We need her spirit. The commitments made this year at COP28, an event hosted by a petrostate, feel hopelessly inadequate. Farcically, COP28 president Sultan Al Jaber, also head of the United Arab Emirates’ national oil company, was forced to deny BBC reports the UAE planned backroom oil and gas deals during the conference.
And yet the concluding COP28 statements reflect how much attitudes have changed since Susi began her activism. “[The final statements] tells us what we already knew,” wrote climate activist Vanessa Nakate. “The fossil fuel era is ending.”
In a not completely irrelevant aside, two conservative English newspapers, the daily Telegraph and the weekly Spectator are being eyed by a fund controlled by the UAE, a country that ranks 145th out of 180 on the World Press Freedom Index. The English press is understandably horrified, although The Guardian’s Marina Hyde couldn’t resist this pearler: “I agree with [a former Telegraph editor] that a UAE state-backed takeover of the Telegraph titles would obviously be a bad idea, not least because it would mean a tragic farewell to the Telegraph’s fearless climate change coverage (27 November – 28 November 2023. Taken too soon).”
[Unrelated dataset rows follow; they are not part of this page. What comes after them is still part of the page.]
PR #663, opened 2020-02-13
Krb5: handle [plugins] subsection

ptoscano:


ptoscano:
ping?

jcpunk:
A quick test on the Fermi config has this working for some of our plugin plans.

lenses/tests/test_krb5.aug
```diff
@@ -1071,3 +1071,37 @@ test Krb5.lns get dbmodules_test =
...
+test Krb5.lns get plugins_test =
+  { "plugins"
+    { "clpreauth"
+      { "module" = "mypreauth:/path/to/mypreauth.so" }
+    }
+    { "ccselect"
+      { "disable" = "k5identity" }
+    }
+    { "pwqual"
+      { "module" = "mymodule:/path/to/mymodule.so" }
```
jcpunk, line 1101: Would this be easier to work with as a deeper tree where `module` is a `seq` with `mymodule` = `/path/to/mymodule.so` so folks who need to easily switch from `/usr/lib` to `/usr/lib64` for a specific module can target more directly?

lenses/tests/test_krb5.aug
```diff
@@ -1071,3 +1071,37 @@ test Krb5.lns get dbmodules_test =
...
     { "db_module_dir" = "/some/path" }
   }
+
+(* [plugins] test *)
+let plugins_test = "[plugins]
+    clpreauth = {
+        module = mypreauth:/path/to/mypreauth.so
+    }
+    ccselect = {
+        disable = k5identity
```
jcpunk, line 1081: `disable` and `enable_only` might need to be a `seq` as it can be specified multiple times https://web.mit.edu/kerberos/krb5-1.18/doc/admin/host_config.html

lenses/tests/test_krb5.aug
ptoscano: I'm not sure how `seq` would help in the case you mentioned, since you can use the following expressions to find your node:
- `/files/etc/krb5.conf/plugins/*/module[. =~ regexp(".*/mymodule2.*")]`
- `/files/etc/krb5.conf/plugins/*/module[. =~ regexp("mymodule:.*")]`

ptoscano:
@jcpunk (replying here about both your notes wrt `seq`)
I thought about using `seq` intially, then I had the following thoughts:
- other parts of krb5.conf can have repeated keys, and there is no `seq` used; thus using `seq` here would make it a bit incoherent with the existing layout of the file
- using `seq` would mean having "normal" keys and `seq` keys mixing together, which IMHO is a bit ugly
- if any existing key will be allowed to be repeated in the future, then it will not have a `seq` subtree (and doing so would mean breaking the compatibility of the generated tree, which I don't think it is a good idea)

jcpunk:
Good call, I think all that makes sense.

raphink (approved):
LGTM

lenses/tests/test_krb5.aug
raphink: I'd avoid `seq` as much as possible when it's not necessary to use it. Imo `seq` is only useful when several consecutive nodes have the same label and you want to make sure they don't exchange indent/spaces when one of them is removed.

PR #666, opened 2020-03-12
lib: remove extra @LIBS@ from pkg-config file

ptoscano:
At the moment it is empty, so probably it does not exist. Remove it to avoid adding spurious content to the pkg-config file in case that variable will get a value in the future.


ptoscano:
ping?

lutter:
Sorry for the extremely tardy reply. Looks good!

PR #670, opened 2020-04-28
set error before return in parse_int

ltx2018:
if used==0 in parse_int , parse->error should be set before return


ltx2018:
ping ?

ltx2018:
fix #671 
ping @raphink

PR #675, opened 2020-05-28
lense: cockpit.conf

jcpunk:
Now with working unit tests

### DIFF
--- a/lenses/tests/test_cockpit.aug
+++ b/lenses/tests/test_cockpit.aug
@@ -1,0 +1,94 @@
+module Test_cockpit =
+(************************************************************************
+ * Basic Parse
+ *************************************************************************)
+
+   let conf = "
+[WebService]
+Origins = https://somedomain1.com https://somedomain2.com:9090
+
+MaxStartups= 10:30:60
+[Log]
+Fatal =criticals warnings
+
+[Session]
+
+IdleTimeout=15
+"
+
+   test Cockpit.lns get conf =
+  {  }
+  { "WebService"
+    { "Origins" = "https://somedomain1.com" }
+    { "Origins" = "https://somedomain2.com:9090" }
+    {  }
+    { "MaxStartups" = "10:30:60" }
+  }
+  { "Log"
+    { "Fatal" = "criticals" }
+    { "Fatal" = "warnings" }
+    {  }
+  }
+  { "Session"
+    {  }
+    { "IdleTimeout" = "15" }
+  }
+
+(************************************************************************
+ * Insert simple
+ *************************************************************************)
+    test Cockpit.lns put conf after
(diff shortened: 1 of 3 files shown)


lenses/tests/test_cockpit.aug
```diff
@@ -0,0 +1,94 @@
...
+"
+
+
+(************************************************************************
+ * Insert Origin makes sense
+ *************************************************************************)
+
+    test Cockpit.lns put conf after
+       insa "Origins" "WebService/Origins[last()]";
+       set "WebService/Origins[last()]" "https://thirdhost.com:8080"
```
raphink, line 63: Not sure `insa` is necessary here. You could simple use:

```suggestion
       set "WebService/Origins[.='https://thirdhost.com:8080']" "https://thirdhost.com:8080"
```

I think

raphink: Ah no, my bad, it's because of `MaxStartups`.

Don't you want to use a `seq` inside the `Origins` entry instead? That would be easier to manipulate:

```
{ "WebService"
  { "Origins"
    { "1" = "https://somedomain1.com" }
    { "2" = "https://somedomain2.com:9090" } }
  { "MaxStartups" = "10:30:60" } }
```

jcpunk: I wasn't sure what the preferred approach was on that front.

If you think a `seq` would be cleaner I can try to make that work... I'll have to re-read the doc on that operator.

jcpunk: checking back in....

jcpunk: Ping

georgehansper: Do you want to keep this lens as-is, or modify it to use a `seq` ?

I can't see an obvious advantage to one approach over the other

jcpunk: I'd probably need a hand converting to a `seq`.  Mostly due to it being a bit since I've played with augeas.

jcpunk:
I'd probably need a hand converting to a `seq`.  Mostly due to it being a bit since I've played with augeas. If that is still something folks would like to see in this lense.

lenses/tests/test_cockpit.aug
georgehansper: Sorry I could not be of help here.
I still think it's an abitrary change, and most lenses that I can find seem to use the same approach ie.
```
/files/etc/cockpit/cockpit.conf/WebService/Origins[1] = "https://somedomain1.com"
/files/etc/cockpit/cockpit.conf/WebService/Origins[2] = "https://somedomain2.com:9090"
```

georgehansper (approved):
Looks good to me

PR #429, opened 2022-12-26
Reenable fixed RubyGems test

deivid-rodriguez:
Use the same Ruby as the previous test, since it's very related, but use a newer RubyGems to force the upgrade case.


eregon (approved):
Thanks!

The coming year will be a global vote-fest: the most general elections in a single year, ever, with some 50 countries going to the polls, including India, Russia, Pakistan, South Africa, Indonesia, Taiwan, the EU, the UK, and the US.
The geopolitical and economic impacts of “so many ballot box battles occurring more or less at once, may combine to further destabilise an unstable world – for good or bad,” writes Simon Tisdall.
Taiwan’s election will be one to watch. If Beijing doesn’t like the result, it might do more than rattle its sabres.
In India, Pakistan, Iran and Bangladesh, the muzzling of critical media and the jailing of political opponents make the electoral outcomes all too predictable. As for Russia, it would take an asteroid landing on the Kremlin to disrupt the smooth re-election of President Putin, the longest-serving Russian/Soviet leader since Stalin.
Much of our news this year, though, promises to be dominated by the fascinatingly toxic campaigns unfurling in the US, between the oldest Presidential candidate in history and the one with 91 felony counts. It will be media catnip, for good reason: the stakes could not be higher.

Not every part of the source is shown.